- A woman crossing the street on the stretch of University Blvd. where Cubias Rivera was killed. (TBD)
As reported here earlier, 40-year-old Jose Daniel Cubias-Rivera was killed in a hit and run on University Boulevard in Adelphi last month. Apparently there were two drivers involved in the crash -- a Crown Vic taxicab that hit Cubias Rivera and threw him into the next lane over, where he was hit by another car, perhaps a dark-colored Toyota Camry. Both drivers took off.
Hit-and-run crashes aren't easy to solve, and Prince George’s County police say they haven't had any breaks in the case. Considering the time that's passed, it's looking increasingly likely that these two drivers won't be held accountable for leaving a homeless man to die in the road.
When a pedestrian is maimed or killed by a car, you’ll often read that the victim was “not in a designated crosswalk” at the time of the crash. There’s a strong undercurrent of culpability in such a statement. I don’t know exactly where Cubias-Rivera was walking when he was hit. But judging from where the on-scene investigation was held the night of the crash, he probably wasn’t in the crosswalk.
That is an important detail -- but only because of what it tells us about how this part of Prince George’s County was designed.

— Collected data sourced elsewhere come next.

PR #2696, opened 2026-03-27
fix: sign out OAuth session when provider or API endpoint changes

goneri:
When the active provider or WCA API endpoint is changed through the
LLM Provider panel or provider commands, all existing OAuth sessions
are removed (equivalent to clicking "Sign Out" in VSCode), forcing a
fresh login against the new configuration.

Co-Authored-By: Claude Opus 4.6 (1M context) <noreply@anthropic.com>


shatakshiiii:
Hi @goneri, just checking if you'd be continuing work on this PR ?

The stretch of University Boulevard where the crash occurred was built for automobiles rather than people. But these days there are plenty of people living in that area who unfortunately don’t own cars. Many of them are immigrants who rely on public transportation to get around. They travel down long sidewalks overgrown with grass and weeds; they cross six-lane highways to get to the grocery store; and they do battle with cars as they simply try to get to the bus stop.
Many residents cross the road here where they’re not supposed to, as they do throughout highway-heavy Prince George's and Montgomery counties. Frankly, I would do the same. There’s a crosswalk at University Blvd. and 23rd Avenue, not far from where Cubias-Rivera was struck and killed. The next crosswalk up the hill is nearly half a mile away. Between those two crosswalks are a number of bus stops on either side of the road.
Prince George's is riddled with highway intersections where cars are given cut-throughs to make turns but pedestrians aren't afforded crosswalks. People illegally cross the grass median on these highways because they’re trying to get to their stops without squandering half their day. On a recent morning I watched women pushing strollers across the highway in Hyattsville as cars whizzed by. It made me cringe. And yet the only visible crosswalk was a couple of football field's lengths away.
Suburban places like Prince George's have had a hard time "retrofitting" themselves, as the planners say, to accommodate their citizens who don't have cars to get them around these days. I don't pretend to know the solution here, but I don't think it's a jaywalking enforcement campaign. The streetscape of University Boulevard where Cubias-Rivera was killed simply doesn't meet the needs of the people who now must walk along it.
If you don't give folks safe places to cross the highway on foot, they're going to cross it anyway.